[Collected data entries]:
▼
PR #3050, opened 2023-03-29
Add code examples to recipe descriptor

kunli2:
Currently, we don't have code example(s) on the recipe doc page. 
Code speaks more than words, so adding this helps people visually understand what changes the recipe will going to make.
This is the corresponding UI of this change.

Screen Shot 2023-03-29 at 8 54 58 AM

### DIFF
--- a/rewrite-core/src/main/java/org/openrewrite/CodeExample.java
+++ b/rewrite-core/src/main/java/org/openrewrite/CodeExample.java
@@ -1,0 +1,21 @@
+package org.openrewrite;
+
+import lombok.Value;
+
+@Value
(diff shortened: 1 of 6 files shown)


timtebeek:
Great to see work on this; I would have thought we'd try to reuse the unit tests we have to pick a first/representative unit test to add a before/after to the recipe meta data; that way it could also work for yaml recipes perhaps. Bit of a wild idea, but thought to mention it here to get your thoughts on that.

kunli2:
Talked with Sam and we are going to implement this very similarly to the contributor feature, so closing this PR here and will work on a different approach.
▲
[WHAT YOU ARE ASKED TO DO]: The response should consist of all the entries, transcribed exactly.

[SOLUTION FOR THIS PROBLEM]:
PR #3050, opened 2023-03-29
Add code examples to recipe descriptor

kunli2:
Currently, we don't have code example(s) on the recipe doc page. 
Code speaks more than words, so adding this helps people visually understand what changes the recipe will going to make.
This is the corresponding UI of this change.

Screen Shot 2023-03-29 at 8 54 58 AM

### DIFF
--- a/rewrite-core/src/main/java/org/openrewrite/CodeExample.java
+++ b/rewrite-core/src/main/java/org/openrewrite/CodeExample.java
@@ -1,0 +1,21 @@
+package org.openrewrite;
+
+import lombok.Value;
+
+@Value
(diff shortened: 1 of 6 files shown)


timtebeek:
Great to see work on this; I would have thought we'd try to reuse the unit tests we have to pick a first/representative unit test to add a before/after to the recipe meta data; that way it could also work for yaml recipes perhaps. Bit of a wild idea, but thought to mention it here to get your thoughts on that.

kunli2:
Talked with Sam and we are going to implement this very similarly to the contributor feature, so closing this PR here and will work on a different approach.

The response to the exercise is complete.